BlackRock amends Coinbase custody agreement to require 12 hour withdrawals amid debt rumors
Modifications reflect BlackRock's efforts to enhance operational frameworks and improve liquidity amid recent allegations.
BlackRock has amended its custody agreement with Coinbase, updating operational procedures for its iShares Bitcoin Trust ETF. According to an SEC filing dated Sept. 16, the amendment to the Coinbase Prime Broker Agreement introduces changes aimed at improving withdrawal processes and asset management during unsettled trades.
The modifications shorten Coinbase Custody withdrawal processing time when handling withdrawals from the Vault Balance to a public blockchain address while Trade Credits remain unpaid. The agreement also permits the Trust to withdraw bitcoin from either the Vault Balance or the Trading Balance to public blockchain addresses, provided that an amount equivalent to the unpaid Trade Credit remains in the aggregate balances after such withdrawal.
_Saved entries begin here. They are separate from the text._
PR #11138, opened 2024-12-12
add allow additional property for Model and SourceDefinition

ChenyuLInx:
Allowing additional properties on Model and SourceDefinition so we are more forgiving at reading artifacts.
This change doesn't change user contract. User still cannot add additional fields to project freely

### Checklist

### DIFF
--- a/core/dbt/artifacts/schemas/manifest/v12/manifest.py
+++ b/core/dbt/artifacts/schemas/manifest/v12/manifest.py
@@ -180,3 +180,13 @@ class WritableManifest(ArtifactMixin):
         if manifest_schema_version < cls.dbt_schema_version.version:
             data = upgrade_manifest_json(data, manifest_schema_version)
         return cls.from_dict(data)
+
+    @classmethod
+    def validate(cls, _):
+        # When dbt try to load an artifact with additional optional fields
+        # that are not present in the schema, from_dict will work fine.
+        # As long as validate is not called, the schema will not be enforced.
+        # This is intentional, as it allows for safer schema upgrades.
+        raise RuntimeError(
+            "The WritableManifest should never be validated directly to allow for schema upgrades."
+        )
--- a/core/dbt/artifacts/schemas/manifest/v12/manifest.py
+++ b/core/dbt/artifacts/schemas/manifest/v12/manifest.py
@@ -28,6 +28,7 @@ from dbt.artifacts.schemas.base import (
     schema_version,
 )
 from dbt.artifacts.schemas.upgrades import upgrade_manifest_json
+from dbt_common.exceptions import DbtInternalError
 
 NodeEdgeMap = Dict[str, List[str]]
 UniqueID = str
@@ -187,6 +188,6 @@ class WritableManifest(ArtifactMixin):
         # that are not present in the schema, from_dict will work fine.
         # As long as validate is not called, the schema will not be enforced.
         # This is intentional, as it allows for safer schema upgrades.
-        raise RuntimeError(
+        raise DbtInternalError(
             "The WritableManifest should never be validated directly to allow for schema upgrades."
         )
--- a/schemas/dbt/manifest/v12.json
+++ b/schemas/dbt/manifest/v12.json
@@ -13,7 +13,7 @@
         },
         "dbt_version": {
           "type": "string",
-          "default": "1.9.0b4"
+          "default": "1.10.0a1"
         },
         "generated_at": {
           "type": "string"
@@ -9121,19 +9121,7 @@
                         "type": "integer"
                       },
                       "granularity": {
-                        "enum": [
-                          "nanosecond",
-                          "microsecond",
-                          "millisecond",
-                          "second",
-                          "minute",
-                          "hour",
-                          "day",
-                          "week",
-                          "month",
-                          "quarter",
-                          "year"
-                        ]
+                        "type": "string"
                       }
                     },
                     "additionalProperties": false,
@@ -18712,19 +18700,7 @@
                                   "type": "integer"
                                 },
                                 "granularity": {
-                                  "enum": [
-                                    "nanosecond",
-                                    "microsecond",
-                                    "millisecond",
-                                    "second",
-                                    "minute",
-                                    "hour",
-                                    "day",
-                                    "week",
-                                    "month",
-                                    "quarter",
-                                    "year"
-                                  ]
+                                  "type": "string"
                                 }
                               },
                               "additionalProperties": false,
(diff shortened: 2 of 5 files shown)


schemas/dbt/manifest/v12.json
```diff
@@ -9121,19 +9133,7 @@
                         "type": "integer"
                       },
                       "granularity": {
-                        "enum": [
```
ChenyuLInx, line 9124: Not sure why this gets changed

tests/functional/artifacts/expected_manifest.py
```diff
@@ -372,6 +372,7 @@ def expected_seeded_manifest(project, model_database=None, quote_model=False):
                 "version": None,
                 "latest_version": None,
                 "time_spine": None,
+                "batch": None,
```
ChenyuLInx, line 375: I am not sure why I would have to add this field in expected manifest

tests/functional/artifacts/test_artifacts.py
```diff
@@ -503,6 +503,8 @@ def verify_manifest(project, expected_manifest, start_time, manifest_schema_path
         elif key in ["nodes", "sources", "exposures", "metrics", "disabled", "docs"]:
             for unique_id, node in expected_manifest[key].items():
                 assert unique_id in manifest[key]
+                if "_event_status" in manifest[key][unique_id]:
```
ChenyuLInx, line 506: Not sure why `_event_status` starts to pop up

schemas/dbt/manifest/v12.json
ChenyuLInx: I checked out main branch and generated a schema, these changes are also there, so it is not particular to this PR

tests/unit/contracts/graph/test_manifest.py
```diff
@@ -96,7 +96,6 @@
         "deprecation_date",
         "defer_relation",
         "time_spine",
-        "batch",
```
ChenyuLInx, line 99: @QMalcolm This is because we deleted batch when writing.

gshank (approved):

core/dbt/contracts/graph/nodes.py
```diff
@@ -475,6 +475,8 @@ def __post_serialize__(self, dct: Dict, context: Optional[Dict] = None):
             del dct["_has_this"]
         if "previous_batch_results" in dct:
             del dct["previous_batch_results"]
+        if "batch" in dct:
```
ChenyuLInx, line 478: We actually can't do this given `batch` is needed for jinja context

core/dbt/artifacts/resources/v1/model.py
```diff
@@ -51,4 +52,10 @@ def __post_serialize__(self, dct: Dict, context: Optional[Dict] = None):
         dct = super().__post_serialize__(dct, context)
         if context and context.get("artifact") and "defer_relation" in dct:
             del dct["defer_relation"]
+
+        # delete extra keys that should't be serialized
```
ChenyuLInx, line 56: @gshank @QMalcolm I figured out the reason `batch` suddenly started to show up is because we allow extra on Model, so when we convert ModelNode to Model when writing an artifact, it will be kept as extra and convert into keys in dct.

QMalcolm: Ohhhhhhhhh that makes sense. Thank you for figuring this out and removing it with the below process 👍

core/dbt/contracts/graph/manifest.py
```diff
@@ -936,6 +938,31 @@ class Manifest(MacroMethods, dbtClassMixin):
...
+    def validate(cls, data: Any) -> None:
+        json_schema = cls.json_schema()
+        cls._allow_additional_recursive(cls, json_schema)
+        validator = jsonschema.Draft7Validator(json_schema)
+        error = next(iter(validator.iter_errors(data)), None)
+        if error is not None:
+            raise ValidationError.create_from(error) from error
+
+    @staticmethod
+    def _allow_additional_recursive(cls, dct: Dict[str, Any]):
```
ChenyuLInx, line 953: I prefer a smaller interface to start with and if we need to make it generic it is pretty easy and we know more what it should look like at the time

core/dbt/contracts/graph/manifest.py
```diff
@@ -936,6 +938,31 @@ class Manifest(MacroMethods, dbtClassMixin):
         metadata={"serialize": lambda x: None, "deserialize": lambda x: None},
     )
 
+    # This and the following methods can be refacong into a mixin
```
MichelleArk, line 941: nit: typo in comment on "refactoring"

core/dbt/contracts/graph/manifest.py
```diff
@@ -936,6 +938,31 @@ class Manifest(MacroMethods, dbtClassMixin):
...
+    # and we should do so next time we do it for another artifact.
+    @classmethod
+    def validate(cls, data: Any) -> None:
```
MichelleArk, line 944: I think this should be on the `WritableManifest` class in dbt/artifacts, not the `Manifest` internal object, since it is defining behaviour related to ser/de which dbt/artifacts should be responsible for. This will also make it easier to extend the pattern to other artifact schemas (e.g. making a `ExtensibleArtifactMixin`, or just making `ArtifactMixin` have this `validate` implementation)

tests/unit/contracts/graph/test_nodes.py
```diff
@@ -236,10 +236,11 @@ def test_basic_compiled_model(basic_compiled_dict, basic_compiled_model):
...
 
-def test_invalid_extra_fields_model(minimal_uncompiled_dict):
-    bad_extra = minimal_uncompiled_dict
-    bad_extra["notvalid"] = "nope"
-    assert_fails_validation(bad_extra, ModelNode)
+def test_extra_fields_model_okay(minimal_uncompiled_dict):
+    extra = minimal_uncompiled_dict
+    extra["notvalid"] = "nope"
+    # Model still load fine with extra fields
+    ModelNode.from_dict(extra)
```
MichelleArk, line 243: might be overkill, but we could also test that the ModelNode does not have the extra attribute on the class, or any `_extra` property.

MichelleArk: I guess this test may not be necessary with the new `validate` implementation though...

core/dbt/artifacts/schemas/manifest/v12/manifest.py
```diff
@@ -180,3 +180,13 @@ def upgrade_schema_version(cls, data):
...
             data = upgrade_manifest_json(data, manifest_schema_version)
         return cls.from_dict(data)
+
+    @classmethod
+    def validate(cls, _):
+        # When dbt try to load an artifact with additional optional fields
+        # that are not present in the schema, from_dict will work fine.
+        # As long as validate is not called, the schema will not be enforced.
+        # This is intentional, as it allows for safer schema upgrades.
+        raise RuntimeError(
```
MichelleArk, line 190: This should probably be a dbtInternalError

MichelleArk (approved):
Small comment, otherwise LGTM! Thank you for adjusting the v12.json for future CI runs 👍

PR #11145, opened 2024-12-12
Warn if `concurrent_batches` config is set to `True`, but the available adapter doesn't support it

### LINKED ISSUE #11122: Emit warning if node-level `batch_concurrency` is set to `True` while adapter does not support MicrobatchConcurrency
Ideally this is one warning per project (attributed to misconfigured models), not per model

QMalcolm:
Resolves #11122

### Problem

Batches of microbatch models can be executed sequentially or concurrently. We try to figure out which to do intelligently. As part of that, we implemented an override, the model config `concurrent_batches`, to allow the user to bypass _some_ of our automatic detection. However, a user _cannot_ for batches to run concurrently if the adapter doesn't support concurrent batches (declaring support is opt in). Thus, if an adapter _doesn't_ support running batches concurrently, and a user tries to force concurrent execution via `concurrent_batches`, then we need to warn the user that that isn't happening.

### Solution

After parse/load of manifest, check for whether the adapter supports concurrent batch execution _and_ whether there are any microbatch models setting `concurrent_batches=True`. If the adapter _doesn't_ support concurrent batches and if there are _any_ models with `concurrent_batches=True`, fire a warning.

Example:
Screenshot 2024-12-12 at 14 39 35

### Checklist


tests/unit/parser/test_manifest.py
```diff
@@ -238,3 +241,59 @@ def test_warn_for_unused_resource_config_paths(
...
+    @patch("dbt.parser.manifest.ManifestLoader.build_manifest_state_check")
+    @patch("dbt.parser.manifest.os.path.exists")
+    @patch("dbt.parser.manifest.open")
+    def manifest_loader(
+        self, patched_open, patched_os_exist, patched_state_check
+    ) -> ManifestLoader:
+        mock_project = MagicMock(RuntimeConfig)
+        mock_project.project_target_path = "mock_target_path"
+        mock_project.project_name = "mock_project_name"
+        # patched_os_exist.return_value = True
```
MichelleArk, line 257: nit: this can probably be cleaned up

MichelleArk (approved):
small nit, otherwise LGTM!

PR #11161, opened 2024-12-17
Check modified contracts when doing state:modified

### LINKED ISSUE #11034: [Bug] `state:modified` should include `check_modified_contract`

### Current Behavior

Following the implementation in:
- https://github.com/dbt-labs/dbt-core/pull/10221

If I delete/rename a contracted model, I expect to see a warning/error when I `dbt <command> --select state:modified`.

But I only see this warning/error with `dbt <command> --select state:modified.contracts`

### Expected Behavior

`state:modified` should include `check_modified_contract`: https://github.com/dbt-labs/dbt-core/commit/14453eb225654f023a559e556ed4cd12c3aab039

@T-Dunlap:
>  It's going to be really difficult to educate customers that they have to explicitly call out `state:modified.contract` in their CI jobs. It's best if this is baked directly into `state:modified`

@joellabes:
> my understanding was that state:modified contained everything the more granular state:modified.* methods offered (and then some) and would not at all expect that there was something only available with a submethod

### Steps To Reproduce

1. I deleted the model and all references to the model in the project.
2. I deleted the contract, which contained two versions
3. My downstream project was pointed to v1, which was technically deprecated.
4. No downstream models were pointed to v2. 
5. No error or warning.

### Relevant log output

_No response_

### Environment

```markdown
dbt: 1.9 / Versionless
```

_No response_

### Additional Context

**Would this require a behavior-change flag?** I don't think so, because it feels in keeping with the original intent of the issue, with [what we've documented](https://docs.getdbt.com/reference/resource-properties/versions#detecting-breaking-changes), and with what users would expect to happen

It also generally crops up in CI jobs, so unlikely to suddenly break someone's prod runs unless they're actually proposing code changes. (I think they'd need to be doing something wacky with dynamically enabling/disabling contracted versioned models)

gshank:
Resolves #11034

### Problem

Checking modified:contract needed to be run separately, which users found unexpected.

### Solution

Call check_modified_contract when running check_modified.

### Checklist

### DIFF
--- a/.changes/unreleased/Fixes-20241217-154848.yaml
+++ b/.changes/unreleased/Fixes-20241217-154848.yaml
@@ -1,0 +1,6 @@
+kind: Fixes
+body: Run check_modified_contract for state:modified
+time: 2024-12-17T15:48:48.053054-05:00
+custom:
+  Author: gshank
+  Issue: "11034"
--- a/core/dbt/graph/selector_methods.py
+++ b/core/dbt/graph/selector_methods.py
@@ -680,17 +680,24 @@ class StateSelectorMethod(SelectorMethod):
     def check_modified_content(
         self, old: Optional[SelectorTarget], new: SelectorTarget, adapter_type: str
     ) -> bool:
+        different_contents = False
         if isinstance(
             new,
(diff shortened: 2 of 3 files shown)


ChenyuLInx (approved):
Thanks!

PR #11162, opened 2024-12-17
Parse `catalogs.yml`

MichelleArk:
Resolves [XPLAT-242](https://dbtlabs.atlassian.net/browse/XPLAT-242)

### Problem

We need to parse `catalogs.yml` to enable write integrations for X-Plat.

Spec is here (dbt Internal): https://www.notion.so/dbtlabs/RFC-94-Cross-Platform-Mesh-142bb38ebda780b4befdee9b7e09902b?pvs=4#150bb38ebda780e49bafd6fbd0a1651d

### Solution

- [x] Add `@requires.catalogs` to run and build commands.
- [x] Add tests for write integrations.
- [x] A lot of nitty-gritty tests (e.g. validating `table_format` will be handled by the Adapter directly).

### Checklist

[XPLAT-242]: https://dbtlabs.atlassian.net/browse/XPLAT-242?atlOrigin=eyJpIjoiNWRkNTljNzYxNjVmNDY3MDlhMDU5Y2ZhYzA5YTRkZjUiLCJwIjoiZ2l0aHViLWNvbS1KU1cifQ


aranke:
Order of operations:
- [ ] dbt-labs/dbt-adapters#790
- [ ] #11162 
- [ ] dbt-labs/dbt-adapters#792
- [ ] dbt-labs/dbt-adapters#810

colin-rogers-dbt (approved):

aranke (dismissed):
Can I approve my own PR?

core/dbt/cli/requires.py
```diff
@@ -346,15 +370,22 @@ def setup_manifest(ctx: Context, write: bool = True, write_perf_info: bool = Fal
 
     runtime_config = ctx.obj["runtime_config"]
 
+    catalogs = ctx.obj["catalogs"] if "catalogs" in ctx.obj else []
+    active_write_integrations = [get_active_write_integration(catalog) for catalog in catalogs]
```
mikealfare, line 374: Shouldn't there only be one (or none) active write integrations?

core/dbt/config/catalogs.py
```diff
@@ -0,0 +1,88 @@
...
+                raise DbtValidationError(f"The file at {path} is empty")
+
+            return yaml_content
+        except DbtValidationError as e:
+            raise YamlLoadError(project_name=project_name, path=CATALOGS_FILE_NAME, exc=e)
+
+    return {}
+
+
+def load_single_catalog(raw_catalog: Dict[str, Any], renderer: SecretRenderer) -> Catalog:
```
mikealfare, line 31: Will this handle getting the built-in/default integration for Snowflake? We need to add an integration for the user to be backwards compatible with the existing Iceberg implementation. Even without solving for backwards compatibility, we should add the default catalog for the user. This means the adapter will add an integration that `dbt-core` will not know about because it's not in the user's config.

aranke: I think so? 
In the tests, `dbt-core` has no idea about `TestCatalogIntegration`; it is coming purely from the adapter.

core/dbt/cli/requires.py
aranke: Per catalog, yes. But there may be more than 1 catalog like so:

```yaml
catalogs:
  - name: catalog1
    ...
  - name: catalog2
    ...
  ...
```

mikealfare (approved):

tests/functional/catalogs/test_catalogs_parsing.py
```diff
@@ -0,0 +1,143 @@
...
+
+class TestSingleWriteIntegration(BaseCatalogTest):
+    @pytest.fixture
+    def integrations(self):
+        return [FIRST_INTEGRATION]
+
+    def test_catalog_parsing(self, catalogs, project):
+        with self.setup_test(catalogs, project):
+            run_dbt(["run"])
+            write_integration = project.adapter.get_catalog_integration("my_write_integration")
```
mikealfare, line 75: This needs to be updated with the `catalog_name` updates.
```suggestion
            write_integration = project.adapter.get_catalog_integration("test_catalog")
```

tests/functional/catalogs/test_catalogs_parsing.py
```diff
@@ -0,0 +1,143 @@
...
+            assert isinstance(write_integration, TestCatalogIntegration)
+            assert write_integration.name == "my_write_integration"
```
mikealfare, line 77: Same as above:
```suggestion
            assert write_integration.name == "test_catalog"
            assert write_integration.catalog_name == "my_write_integration"
```

tests/functional/catalogs/test_catalogs_parsing.py
```diff
@@ -0,0 +1,143 @@
...
+
+class TestValidActiveWriteIntegration(TestMultipleWriteIntegrations):
+    @pytest.fixture
+    def active_integration(self):
+        return "my_second_write_integration"
+
+    def test_catalog_parsing_adapter_initialialization(self, catalogs, project):
+        with self.setup_test(catalogs, project):
+            run_dbt(["build"])
+            with pytest.raises(DbtCatalogIntegrationNotFoundError):
```
mikealfare, line 98: This will actually pass now since both integrations are in the same catalog and the catalog is the reference.

tests/functional/catalogs/test_catalogs_parsing.py
```diff
@@ -0,0 +1,143 @@
...
+                project.adapter.get_catalog_integration("my_write_integration")
+
+            write_integration = project.adapter.get_catalog_integration(
+                "my_second_write_integration"
```
mikealfare, line 102:
```suggestion
                "test_catalog"
```

tests/functional/catalogs/test_catalogs_parsing.py
```diff
@@ -0,0 +1,143 @@
...
+            )
+            assert isinstance(write_integration, TestCatalogIntegration)
+            assert write_integration.name == "my_second_write_integration"
```
mikealfare, line 105:
```suggestion
            assert write_integration.name == "test_catalog"
            assert write_integration.catalog_name == "my_second_write_integration"
```

core/dbt/config/catalogs.py
```diff
@@ -0,0 +1,88 @@
...
+    raw_catalogs = read_catalogs(project_dir, project_name).get("catalogs", [])
+    catalogs_renderer = SecretRenderer(cli_vars)
+
+    return [load_single_catalog(raw_catalog, catalogs_renderer) for raw_catalog in raw_catalogs]
+
+
+def get_active_write_integration(catalog: Catalog) -> Optional[CoreCatalogIntegrationConfig]:
+    for integration in catalog.write_integrations:
+        if integration.name == catalog.active_write_integration:
+            return integration
```
mikealfare, line 86: We need to update the existing field `name` on `integration` to `catalog_name` and flatten the catalog `name` onto `integration` (as `name`) before returning here. While there can be multiple catalog integrations with the same catalog name in `dbt-core`, only the active one gets sent to the adapter, and it gets referenced by the catalog name, not the integration name. The integration name aligns with the name of the integration in the platform.

```suggestion
            active_integration = deepcopy(integration)
            active_integration.catalog_name = active_integration.name
            active_integration.name = catalog.name
            return active_integration
```

core/dbt/artifacts/resources/v1/catalog.py
```diff
@@ -0,0 +1,21 @@
+from dataclasses import dataclass, field
+from typing import Any, Dict, List, Optional
+
+from dbt.adapters.catalogs import CatalogIntegrationConfig
+from dbt_common.dataclass_schema import dbtClassMixin
+
+
+@dataclass
+class CoreCatalogIntegrationConfig(CatalogIntegrationConfig):
+    name: str
```
mikealfare, line 10: This protocol now has a `catalog_name` in addition to `name`. `name` should be the name of the catalog and `catalog_name` should be the name of the catalog integration. In other words, I think `name` here and `name` on `Catalog` below are the same thing.

```suggestion
    name: str
    catalog_name: str
```

mikealfare (commented):
I tried to address the various updates required to align with those in `dbt-adapters`. I left code suggestions to try and make it less tedious, but feel free to toss them if you have a better way.

mikealfare (approved):

PR #272, opened 2026-08-13
Remove migration 0005 that Odin currently doesn't have permissions for

MaxAlex:
Takes out the migrations that would have removed old table status files, in case we want to push something to prod while we still don't have those permissions.


ealexa05 (approved):
We'll get those json files next time

PR #273, opened 2026-08-18
Add checkpointing to delta table update

MaxAlex:
We've been getting intermittent errors computing the edw_farerev_payg_trip_txn view (which is used in computing the larger COMP B views.) The error was clearly related to duckdb's delta table integration but was otherwise ambiguous:

`8754e949d08b ERROR uuid=ac804598-f161-48b5-9d0c-3dc98cd9af5f, _duckdb.IOException: IO Error: Failed to unpack scan data from kernel: DeltaKernel ObjectStoreError (8): Error interacting with object store: Generic S3 error: HTTP error: request or response body error`

Analysis from Claude suggests that this was due to the delta-kernel-rs behavior when reading delta tables which have multiple JSON commit files: it opens HTTP requests for all commit files since the latest checkpoint _simultaneously_, and then if duckdb can't work through the streaming data from all of these before S3's request timeout hits, this error occurs. The default behavior for delta-rs is to checkpoint after accumulating 100 JSON commit files, so this can be up to 100 simultaneous HTTP reads. (And the issue is probably exacerbated by the fact that we limit duckdb's to single-threaded operation here for memory reasons.)

Solution is to explicitly checkpoint after an update, so that we don't accumulate commit files at all, and delta-rs only has to read the (more efficiently handled) checkpoint parquet files for this step. This is a bookkeeping operation in the delta-rs interface, so shouldn't have any impact on data integrity.

### DIFF
--- a/src/odin/generate/cubic/delta_ods.py
+++ b/src/odin/generate/cubic/delta_ods.py
@@ -254,6 +254,7 @@ class CubicODSDelta(OdinJob):
 
             next_run = self._merge_cdc(cdc_watermark)
             self._write_status(next_run)
+            self._checkpoint_log()
 
             self.start_kwargs.update(
                 {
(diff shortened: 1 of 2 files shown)


MaxAlex:
@runkelcorey I think you asked to be tagged here. Good pitfall of delta tables to be aware of.

ealexa05 (approved):
Approved, interested to see how this affects run times

PR #281, opened 2026-08-25
Suppress missing cubic snapshot error

MaxAlex:
Tables with missing snapshots previously threw an exception which was logged as an error. This generated unnecessary error reports and would clutter up the Odin Sentry dashboard, so this PR now suppresses that exception (although occurrences are still logged.)


ealexa05 (approved):
Approved; noting that this in particular was coming to bite us when there was data in prod, but not in dev, and that we now have better alerting for stale tables

PR #488, opened 2020-08-12
Support passing del annotation

ningyougang:
Currently, if passing another annotations, original previous annotation
will be removed and the passed new annotations will be added.

It may give users some confused that why my previous annotation gone.
So it is better to not delete user's previous annotation when adding new
annotation, but at the same time, need to provide a feature that
support to delete annotation by user via ClI, e.g.
```shell
wsk action update hello --del-annotation key1 --del-annotation key2
```

another brother prs to support del annotation: 
* https://github.com/apache/openwhisk-client-go/pull/137
* https://github.com/apache/openwhisk/pull/4940

### DIFF
--- a/commands/action.go
+++ b/commands/action.go
@@ -480,6 +480,9 @@ func parseAction(cmd *cobra.Command, args []string, update bool) (*whisk.Action,
 		return nil, noArtifactError()
 	}
 
+	if update {
+		action.DelAnnotations = Flags.action.delAnnotation
+	}
 	whisk.Debug(whisk.DbgInfo, "Parsed action struct: %#v\n", action)
 	return action, err
 }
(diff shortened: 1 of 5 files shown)


ningyougang:
build error
image
It seems need to merge this firstly: https://github.com/apache/openwhisk-client-go/pull/137 ?

commands/flags.go
```diff
@@ -136,22 +136,23 @@ type FlagsStruct struct {
...
+	memory        int
+	logsize       int
+	concurrency   int
+	result        bool
+	kind          string
+	main          string
+	url           bool
+	save          bool
+	saveAs        string
+	delAnnotation []string
```
ningyougang, line 155: Add delAnnotation field

rabbah:
This is great to finally have!

commands/action.go
```diff
@@ -1305,6 +1308,7 @@ func init() {
 	actionUpdateCmd.Flags().StringVarP(&Flags.common.paramFile, "param-file", "P", "", wski18n.T("`FILE` containing parameter values in JSON format"))
 	actionUpdateCmd.Flags().StringVar(&Flags.action.web, WEB_FLAG, "", wski18n.T("treat ACTION as a web action, a raw HTTP web action, or as a standard action; yes | true = web action, raw = raw HTTP web action, no | false = standard action"))
 	actionUpdateCmd.Flags().StringVar(&Flags.action.websecure, WEB_SECURE_FLAG, "", wski18n.T("secure the web action. where `SECRET` is true, false, or any string. Only valid when the ACTION is a web action"))
+	actionUpdateCmd.Flags().StringArrayVar(&Flags.action.delAnnotation, "del-annotation", []string{}, wski18n.T("del annotation"))
```
style95, line 1311:
```suggestion
	actionUpdateCmd.Flags().StringArrayVar(&Flags.action.delAnnotation, "del-annotation", []string{}, wski18n.T("the list of annotations to be deleted from the action"))
```

commands/action.go
```diff
@@ -480,6 +480,9 @@ func parseAction(cmd *cobra.Command, args []string, update bool) (*whisk.Action,
 		return nil, noArtifactError()
 	}
 
+	if update {
+		action.DelAnnotations = Flags.action.delAnnotation
```
style95, line 484: I am not clear about this, can users pass list of annotations? or they have to use `--del-annotation` for every annotation?

ningyougang: Must pass like this `--del-annotation key1 --del-annotation key2`, in go backend, it will recevie the value by array:
https://github.com/apache/openwhisk-client-go/pull/137/files#diff-7a2fb893e2fa76731b906c5689a14e95R39

commands/action.go
ningyougang: @style95 updated accordingly.

ningyougang:
The reason of the build failed is that
image

When get the openwhisk-client-go codes, it didn't fetch the latest codes.

ningyougang:
@rabbah ,have any way to fetch openwhisk-client-go's latest code when build this pr?

PR #489, opened 2020-08-18
Migrated to using go mod to manage dependencies

huydoan2:
This PR attempts to use `go mod`, a new technique, to manage dependencies.

We will address cleaning up gradle build code in a separate PR.


rabbah:
Should we even keep gradle build rather than use the go build?

rabbah:
Thanks for your contributions @huydoan2.

huydoan2:
> Should we even keep gradle build rather than use the go build?

I think it's simpler to keep one build system around. We could add a Makefile for convenience.

mrutkows:
@rabbah would love to remove Gradle... perhaps a follow-on PR...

These adjustments reflect BlackRock’s efforts to enhance the operational framework of its iShares Bitcoin Trust ETF. By refining withdrawal capabilities and offering flexibility in managing assets during unsettled trades, the firm aims to improve liquidity and access for institutional investors who require timely asset movements without being hindered by outstanding trade settlements.
As detailed in the SEC filing, the amendment updates Section 2.1 of the Custodial Services Agreement. Coinbase Custody must now process a withdrawal of digital assets to a public blockchain address within 12 hours of receiving instructions from the Trust or its authorized representatives, subject to specific balance requirements.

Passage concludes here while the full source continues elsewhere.